I hope that Sandra Bullock was right, and that hope will eventually float up for K and A when they find their new beginnings. And I hope that Hugh Grant was right, that love actually is all around. Because sometimes, I think The Beatles knew it best: Love is all you need.
Even though it can’t always fix everything.
…But I also hope K will still make her good chili for us during football season and that A will still meet us for toddies at least once a week.
Because the Acceptance Stage can really be hard for me to get to. You know?

first comment?? woah . . .that’s extra pressure
1. you have 50 songs, but no Shakira??
2. you loved Menudo
3. with Ricky Martin
4. but no Shakira???
5. now to you, that’s going to be a tough one getting over an entire couple
6. it’s totally different from just two individuals, isn’t it?
7. what’s the chili recipe like?
Yeah. I know. Me, too.
Ah.
This was absolutely heartbreaking to read. I felt every word, feeling, thought… as if I was sitting there with you, everybody stroking everybody’s hair, consoling each other, looking up and saying, “Shit.”
I cry every single time in the airport scene, too. Coupla suckers, huh?
Reading this really did make me tear-up and feel all woogly.

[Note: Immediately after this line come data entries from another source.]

PR #8268, opened 2023-08-29
Make forcing events logged

Firefox13:
Logging, security, I dunno how many teleports *someone* spawned *that one* round. I'd like to. I can't test it because of how logging works clientside, so I just opted in to make a change on web.

## Why It's Good For The Game
important things logging = good

## Testing
can't

## Changelog
:cl:
admin: When an admin forces an event it's now logged.
/:cl:


Firefox13:
oopsie daisy

PR #8271, opened 2023-09-01
Less acolytes, more custodians, tiny map fix

TheLeopold:
## About The Pull Request
Increasing custodian slots 2->4.
Decreasing acolyte slots 4->2 to increase their importance through scarcity.

Also fixed missing downward pipes behind guild shop while I'm at it.

Map changes:
изображение
изображение
vents

## Why It's Good For The Game
Makes acolytes more important (hopefully). Will make ship a bit cleaner (hopefully).
Also fix.

## Testing
Respawned many times to fill both slots. Checked closets' contents, crawled through both pipes.

## Changelog
:cl:
tweak: tweaked a few things
balance: Increased Custodian slots 2->4; Decreased Acolyte slots 4->2.
fix: fixed missing downward pipes near guild
/:cl:

### DIFF
--- a/code/game/jobs/job/church.dm
+++ b/code/game/jobs/job/church.dm
@@ -74,8 +74,8 @@
 	department = DEPARTMENT_CHURCH
 	department_flag = CHURCH
 	faction = "CEV Eris"
-	total_positions = 4
-	spawn_positions = 4
+	total_positions = 2
+	spawn_positions = 2
 	supervisors = "the NeoTheology Preacher"
 	selection_color = "#ecd37d"
 	also_known_languages = list(LANGUAGE_LATIN = 100)
@@ -165,8 +165,8 @@
 	department = DEPARTMENT_CHURCH
 	department_flag = CHURCH
 	faction = "CEV Eris"
-	total_positions = 2
-	spawn_positions = 2
+	total_positions = 4
+	spawn_positions = 4
 	supervisors = "the NeoTheology Preacher"
 	selection_color = "#ecd37d"
 	//alt_titles = list("Custodian","Sanitation Technician")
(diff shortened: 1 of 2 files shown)


ValoTheValo:
could just make both slots have 3.  so its even

TheLeopold:
I disagree and think they shouldn't be even as acolytes are higher in hierarchy, they more like a Lieutenant or Sergeant of IH (you can tell I don't play IH).

code/game/jobs/job/church.dm
```diff
@@ -165,8 +165,8 @@
 	department = DEPARTMENT_CHURCH
 	department_flag = CHURCH
 	faction = "CEV Eris"
-	total_positions = 2
-	spawn_positions = 2
+	total_positions = 4
```
Firefox13, line 168: How about we set it to 3 instead, same as agrolyte?
1 preacher -> 2 acolytes -> 3 custodians and 3 agrolytes

TheLeopold: https://discord.com/channels/255035529085583360/265411250341543936/1147369213590245417

Mycah142: > How about we set it to 3 instead, same as agrolyte? 1 preacher -> 2 acolytes -> 3 custodians and 3 agrolytes

To say here what I said on discord:

As an agrolyte main, there is barely room for two agrolytes who know what they're doing. A third without more physical room to divvy up responsibilities would be hell on earth. I'd rather take the hit to total department count.

null-Aurelian: Adding my two credits: Technically agrolytes are also best positioned to work the bioreactor, but again if they know what they are doing it isn't so far fetched to see them solo the entire downstairs area. Extra custodians makes sense and if you wanted to I'd say move a slot from the agrolytes to custodian or acolyte roles.

TheLeopold: > if you wanted to I'd say move a slot from the agrolytes to custodian or acolyte roles.

I do want to swap agrolyte slot to custodian, but that would make 5 custodians which is kinda overkill in my opinion.
I think I'll leave it as it is right now and change things depending on how it goes.

hyperioo (approved):
Let's see how it goes, it's a small change to tweak if necessary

Damn. Now I’m going to have to swish through those five stages… and re-live this same experience of sad endings that I’ve had over the years.
The worst was when my best pal, Kevin, died of AIDS. How dare he break up our happy little foursome. Nothing… was the same after that. Nothing. It had quite a ripple effect, too.
*sigh*
Take care with your sensitive self… my dear. I hope A & K can remain friends and although the dynamic of their relationship is changing, it is my sincere hope they can work through it and continue to spend time with ya’ll.

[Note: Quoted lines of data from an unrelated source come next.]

PR #8284, opened 2023-09-04
Massively lower the amount of powercells in moebius robotech vendor

Firefox13:
## About The Pull Request
Now instead of 12(!) 5000L batteries (3 silver each) they only get one 1000L (still 3 silver)

## Why It's Good For The Game
Moebius R&D is usually in a need of materials, but not in silver - because they just recycle all these useless powercells and have silver enough for the whole round. This, I believe, is an oversight from bay where these cells just didn't matter as much as they do now. Cope. Go buy some from guild.

## Testing
изображение

## Changelog
:cl:
balance: Robotech Deluxe now only has one 1000L large cell instead of twelve 5000L
/:cl:


Firefox13:
Spit it out.

hyperioo (approved):

PR #6, opened 2025-12-06
Fix cache key to include v2 fields (container, env, mounts)

yairfalse:
## Summary
- Fixed cache key generation to include v2 SDK fields (container, task.env, mounts)
- Previously, changing container image (e.g., golang:1.21 → golang:1.22) would NOT invalidate cache
- Added `hash_task_env/1` and `hash_mounts/1` helper functions for deterministic hashing
- Refactored tests to use `make_task/3` helper for cleaner test code

## Test plan
- [x] All 21 cache tests pass
- [x] All 23 Elixir tests pass
- [x] All 37 Go SDK tests pass
- [x] New tests verify cache invalidation when:
  - Container image changes
  - Task env vars change
  - Mount configuration changes

### DIFF
--- a/core/lib/sykli/cache.ex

It has the potential to be, yet another, new beginning.
*hugs*
First of all, let me just get this out of the way: I am OBSESSED with “Love, Actually.” It just makes me love love all over again. One of my favorite movies EVER.
Your post reminded me of an episode of “King of Queens,” after Carrie and Doug’s best friends, Deacon and Kelly, separated. All of a sudden, Carrie and Doug felt adrift; their closest friends, with whom they did almost everything, weren’t together — which meant that they had to socialize with them separately, and things they’d always done together as couples suddenly became complicated. Doug said, “You know who divorce is really the hardest on? The friends.”

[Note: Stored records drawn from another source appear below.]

PR #114, opened 2026-04-03
feat(cli): shared JSON envelope for all --json output

yairfalse:
## Summary
- All 9 `--json` commands now return `{"ok", "version", "data", "error"}` envelope
- Agents get one shape to parse, regardless of command
- Error responses carry `code`, `message`, `hints` from `Sykli.Error`
- New `Sykli.CLI.JsonResponse` module with `ok/1` and `error/1`

## Contract

```json
{"ok": true,  "version": "1", "data": { ... }, "error": null}
{"ok": false, "version": "1", "data": null,    "error": {"code": "...", "message": "...", "hints": [...]}}
```

## Test plan
- [x] `mix test` — 1075 tests, 0 failures
- [x] `test/blackbox/run.sh` — 89/89 pass (5 new envelope tests added)
- [x] `mix escript.build` — binary builds clean

### DIFF
--- a/core/lib/sykli/cli.ex
+++ b/core/lib/sykli/cli.ex
@@ -773,7 +773,13 @@ defmodule Sykli.CLI do
     case Sykli.Validate.validate(path) do
       {:ok, result} ->
         if json_output do
-          IO.puts(JsonResponse.ok(Sykli.Validate.to_map(result)))
+          data = Sykli.Validate.to_map(result)
+
+          if result.valid do
+            IO.puts(JsonResponse.ok(data))
+          else
+            IO.puts(JsonResponse.error_with_data(data))
+          end
         else
           output_validation_result(result)
         end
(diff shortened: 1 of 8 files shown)


core/lib/sykli/cli.ex
```diff
@@ -773,20 +773,24 @@ defmodule Sykli.CLI do
...
+          data = Sykli.Validate.to_map(result)
+
+          if result.valid do
+            IO.puts(JsonResponse.ok(data))
+          else
+            IO.puts(JsonResponse.error_with_data(data))
+          end
         else
           output_validation_result(result)
         end
```
yairfalse, line 786: All 4 comments addressed in 70b02e5.

**ok vs exit code (cli.ex:786):** Fixed. `validate --json` now returns `ok: false` when `result.valid` is false. Added `JsonResponse.error_with_data/1` for this case — the envelope signals failure but still carries the validation data so agents can inspect errors.

**Plan version assertions (dataset.json:203, :443):** Added `"version": "1"` to POS-023 and SYS-011.

**Fix test variable naming (fix_test.exs:184):** Renamed `json` → `result` to match the `to_map` rename.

OK, so that’s not entirely accurate, but I think people underestimate how much a break-up or divorce affects the couple’s social structure. Friends — good friends — become like family, and they’re affected, too.
oh, i’m so sorry, amy. and i’m so sorry, a&k.
i am not sorry for this really beautiful line though:
“When you get to memories that are lasts, you have to hug them to your heart and then release them forever.”
i’ve had a similar situation ongoing for the past several months with 2 of my close, married friends. they have been discussing whether or not to not be married anymore. and when my friend told me they were separating and talking divorce, i cried lots. i think there are a few deaths that happen when couples we love end their relationships.
1. they have been AandK for years. Not a. and. k. AandK. essentially, you are suffering the loss of AandK. it is a loss. it really is. so i think the grief process is totally applicable.
2. you lose habits and routines. like you said, who will you go boating with and read PEOPLE with?
3. you lose a sense of security. like when my friends announced they were separating and were talking divorce, i felt really devastated, like if THEY can’t make it, then NO ONE can. i really thought they were strong and healthy together.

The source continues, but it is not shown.